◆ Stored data

PR #620, opened 2024-05-29
Ol qemu confidential controller

olethanh:
Add the Qemu confidential controler, and endpoints to retrieve the measurements.

### DIFF
--- a/src/aleph/vm/controllers/configuration.py
+++ b/src/aleph/vm/controllers/configuration.py
@@ -29,6 +29,20 @@ class QemuVMConfiguration(BaseModel):
     interface_name: Optional[str]
 
 
+class QemuConfidentialVMConfiguration(BaseModel):
+    qemu_bin_path: str
+    cloud_init_drive_path: Optional[str]
+    image_path: str
+    monitor_socket_path: Path
+    qmp_socket_path: Path
+    vcpu_count: int
+    mem_size_mb: int
+    interface_name: Optional[str]
+    ovmf_path: Path
+    sev_session_file: Path
+    sev_dh_cert_file: Path
+
+
 class HypervisorType(str, Enum):
     qemu = "qemu"
     firecracker = "firecracker"
@@ -37,7 +51,7 @@ class HypervisorType(str, Enum):
 class Configuration(BaseModel):
     vm_id: int
     settings: Settings
-    vm_configuration: Union[QemuVMConfiguration, VMConfiguration]
+    vm_configuration: Union[QemuConfidentialVMConfiguration, QemuVMConfiguration, VMConfiguration]
     hypervisor: HypervisorType = HypervisorType.firecracker
 
 
--- a/src/aleph/vm/controllers/qemu/instance.py
+++ b/src/aleph/vm/controllers/qemu/instance.py
@@ -149,7 +149,6 @@ class AlephQemuInstance(Generic[ConfigurationType], CloudInitMixin, AlephVmContr
     is_instance: bool
     qemu_process: Optional[Process]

◆ DIRECTIONS
Retype every record above exactly as it appears.

◆ EXERCISE SOLUTION
PR #620, opened 2024-05-29
Ol qemu confidential controller

olethanh:
Add the Qemu confidential controler, and endpoints to retrieve the measurements.

### DIFF
--- a/src/aleph/vm/controllers/configuration.py
+++ b/src/aleph/vm/controllers/configuration.py
@@ -29,6 +29,20 @@ class QemuVMConfiguration(BaseModel):
     interface_name: Optional[str]
 
 
+class QemuConfidentialVMConfiguration(BaseModel):
+    qemu_bin_path: str
+    cloud_init_drive_path: Optional[str]
+    image_path: str
+    monitor_socket_path: Path
+    qmp_socket_path: Path
+    vcpu_count: int
+    mem_size_mb: int
+    interface_name: Optional[str]
+    ovmf_path: Path
+    sev_session_file: Path
+    sev_dh_cert_file: Path
+
+
 class HypervisorType(str, Enum):
     qemu = "qemu"
     firecracker = "firecracker"
@@ -37,7 +51,7 @@ class HypervisorType(str, Enum):
 class Configuration(BaseModel):
     vm_id: int
     settings: Settings
-    vm_configuration: Union[QemuVMConfiguration, VMConfiguration]
+    vm_configuration: Union[QemuConfidentialVMConfiguration, QemuVMConfiguration, VMConfiguration]
     hypervisor: HypervisorType = HypervisorType.firecracker
 
 
--- a/src/aleph/vm/controllers/qemu/instance.py
+++ b/src/aleph/vm/controllers/qemu/instance.py
@@ -149,7 +149,6 @@ class AlephQemuInstance(Generic[ConfigurationType], CloudInitMixin, AlephVmContr
     is_instance: bool
     qemu_process: Optional[Process]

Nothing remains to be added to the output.